I can't believe she is a year old either......... :w00t: she still looks like puppy and is still smaller than Lola was when Lola first arrived. 



Sammie said:


> OMG she is beautiful. I love her hair. :thumbsup: but i understand wanting to cut them too. Happy Birthday Penny. I love her name too.:wub:


 Thank you, she is a little scamp too  



Silkmalteselover said:


> :wub: Maureen Your grandchild is stunnning! :w00t: WOW what beautiful eyes..I hope you get to give enough hugs to that precious one! And Miss Penny is looking cute too! Thanks for sharing.
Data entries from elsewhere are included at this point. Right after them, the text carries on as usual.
Issue #489, opened 2023-03-29
Only perform bundler actions / don't install Ruby


steveh:
We run actions with a custom Docker image that already contains Ruby and Bundler.

The [recommendation](https://github.com/actions/cache/blob/main/examples.md#ruby---bundler) is to use this action to cache gems with Bundler, but I don't want it to also install Ruby.

Can we set something like `ruby_version: none` to skip that part?

AskarZinurov:
Or maybe it will be possible to set `ruby_version: system` instead?

eregon:
I'm not clear how actions work inside Docker images, but I suppose they do?

PR welcome.
It is not completely trivial, because e.g. the Ruby version should still be part of the cached key and we need to know the Bundler major version.

AskarZinurov:
@eregon yep, seems you are right, for case in issue description, it is much clearer just run bundle install to separate bundler path and then use https://github.com/actions/cache directly. Smth like:

```
jobs:
  specs:
    runs-on: ubuntu-latest
    container: ruby:2.4.10-stretch
    services:
      redis:
        image: redis:6.2-alpine
        ports:
          - "6379:6379"
      postgres:
        image: postgres:11-bullseye
        ports:
          - "5432:5432"
    env:
      RAILS_ENV: "test"
      BUNDLE_PATH: "/opt/ruby-gemset"
    steps:
      - name: Checkout code
        uses: actions/checkout@v3
      - name: Cache gemset
        id: gemset-cache
        uses: actions/cache@v3
        with:
          path: /opt/ruby-gemset
          key: ${{ runner.os }}-${{ hashFiles('Gemfile.lock') }}
      - name: Install ruby gems
        run: bundle install --jobs 8
      - name: Create database config file
        run: cp config/database.yml.example config/database.yml
      - name: Run tests
        run: |
          bin/rake db:setup
          bin/rspec
```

Thanks Jeanne :tender: wish I could see Roxy more, at least I get to Skype with her. Penny always looks and acts cute, I love my precious baby girl. 



mommatee said:


> I agree with others! Seems like just last month you were deciding on a name! Happy Birthday Penny Lane! Chloe's birthday was this month also. She was 2 yrs old. Your granddaughter is absolutely beautiful!!! Such pretty eyes.


It is crazy isn't how time flies. Penny says "thankyou"  Happy Birthday to Chloe too :thumbsup: 



Piccolina said:


> Just a d o r a b l e H A P P Y B I R T H D A Y


Thank you :biggrin:



hoaloha said:


> Beautiful birthday pup and super cute granddaughter!


Thanks  



mamapajamas said:


> Happy birthday, beautiful Penny! :wub:
> 
> And-- Oh, my gosh! What beautiful eyes your granddaughter has! :wub: They are absolutely arresting. And, no-- I do NOT think she could be a model-- no one would be able to take their eyes off of HER eyes long enough to see what she's wearing!
> 
> Penny looks so much like Button did at that age. But then, I, too, had to clip her because of the density of her hair. It got to be too much for me to handle with my back problems, and not fair to her. You must do what you think is best for Penny, of course.


Thanks Theresa  Yes my Granddaughter does have lovely eyes, they look particularly good in that shot. It is professionally shot and processed, makes a difference. 
I can hardly bear to cut off Penny's hair.... but I will soon.


----------



## jodublin (Sep 27, 2006)

Beautiful photos . Happy 1 st birthday penny.


----------



## silverhaven (Sep 6, 2009)

allheart said:


> Happy Birthday GORGEOUS Penny!!!! Oh my, and your grandaughter is adorable!!!!


Thank you :tender: 



Summergirl73 said:


> artytime: Happy Birthday Penny! You are such a beautiful girl ♥.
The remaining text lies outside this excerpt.